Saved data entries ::
PR #20360, opened 2023-04-18
fix(test-utils): import jest.fn from `@jest/globals`

danielroe:
### ❓ Type of change

### 📚 Description

This uses `@jest/globals` to import `jest.fn` from: https://jestjs.io/docs/api.

We might consider not adding as a dep given how heavy it is. wdyt @antfu?

### 📝 Checklist


packages/test-utils/src/setup/jest.ts
```diff
@@ -1,8 +1,7 @@
 import type { TestHooks } from '../types'
 
 export default async function setupJest (hooks: TestHooks) {
-  // @ts-expect-error jest is not a dependency
-  const jest = await import('jest')
+  const jest = await import('@jest/globals')
```
danielroe, line 4:
```suggestion
  const { jest } = await import('@jest/globals')
```

antfu:
Looks ok. Do we need to explicitly external it?

danielroe:
I've added to (optional) peerDeps - but again, happy if you have a different suggestion!

PR #20367, opened 2023-04-18
feat(nuxt): add experimental `typedPages` option

posva:
### ❓ Type of change

### 📝 Checklist


packages/kit/src/build.ts
```diff
@@ -32,7 +32,14 @@ export interface ExtendConfigOptions {
 export interface ExtendWebpackConfigOptions extends ExtendConfigOptions {
 }
 
-export interface ExtendViteConfigOptions extends ExtendConfigOptions {}
+export interface ExtendViteConfigOptions extends ExtendConfigOptions {
+  /**
+   * Prepends the plugin to the array with `unshit()` instead of `push()`. In practice this shouldn't be necessary, but
```
xiBread, line 37:
```suggestion
   * Prepends the plugin to the array with `unshift()` instead of `push()`. In practice this shouldn't be necessary, but
```
😄

olivermrose (changes requested):

packages/kit/src/build.ts
posva: oops! Thanks!

danielroe (approved):

antfu (commented):
Looks awesome 🔥! Would love to play with it in real apps!

packages/nuxt/src/app/components/nuxt-link.ts
```diff
@@ -81,12 +81,12 @@ export function defineNuxtLink (options: NuxtLinkOptions) {
     props: {
       // Routing
       to: {
-        type: [String, Object] as PropType<string | RouteLocationRaw>,
+        type: [String, Object] as PropType<RouteLocationRaw>,
         default: undefined,
         required: false
```
posva, line 86: BTW are these intentional? It should be the exact same without them

packages/nuxt/src/pages/module.ts
```diff
@@ -67,6 +73,70 @@ export default defineNuxtModule({
...
+            if (page.meta) {
+              route.addToMeta(page.meta)
+            }
+            if (page.alias) {
+              route.addAlias(page.alias)
+            }
+            if (page.name) {
+              route.name = page.name
+            }
+            // TODO: implement redirect support
```
posva, line 100: I think I will need to add this before it gets merged

packages/nuxt/src/pages/module.ts
```diff
@@ -67,6 +73,70 @@ export default defineNuxtModule({
...
+          }
+        }
+      }
+
+      nuxt.hook('prepare:types', ({ references }) => {
+        // This file will be generated by unplugin-vue-router
+        references.push({ path: declarationFile })
+      })
+
+      const context = createRoutesContext(resolveOptions(options))
```
posva, line 118: I need to take a look, I think the options should be resolved internally anyway 🤔

packages/nuxt/src/pages/module.ts
```diff
@@ -67,6 +73,70 @@ export default defineNuxtModule({
...
+      const dtsFile = resolve(nuxt.options.buildDir, declarationFile)
+      await mkdir(dirname(dtsFile), { recursive: true })
+      await context.scanPages(false)
+
+      if (nuxt.options._prepare) {
+        // TODO: could we generate this from context instead?
```
posva, line 124: I could add a method to expose the generation of the dts content. I imagine that having an option not to write to the filesystem could also be helpful in this case. Let me know what you think

packages/nuxt/src/pages/module.ts
danielroe: Will it make a difference to the types? Because at the moment we are not using the unplugin for actual routes generation (until it can support route metadata).

packages/nuxt/src/pages/module.ts
danielroe: That would be perfect 👌

packages/nuxt/src/app/components/nuxt-link.ts
danielroe: Let's get rid of them then 😆

packages/nuxt/src/pages/module.ts
posva: you are right, it doesn't make any difference in terms of types

PR #29619, opened 2024-10-20
chore(vite): avoid redundant postcss plugins overwrite

GalacticHypernova:
### 📚 Description

Since the plugins array is initialized as empty, there is no need to make it empty again


danielroe (approved):

danielroe:
Would you be able to fix the type issue? 🙏

GalacticHypernova:
Sure thing!

danielroe (approved):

Work instructions ::
Find every line above where the word "dtsFile" occurs, and copy that line.

Task output ::
+      const dtsFile = resolve(nuxt.options.buildDir, declarationFile)
+      await mkdir(dirname(dtsFile), { recursive: true })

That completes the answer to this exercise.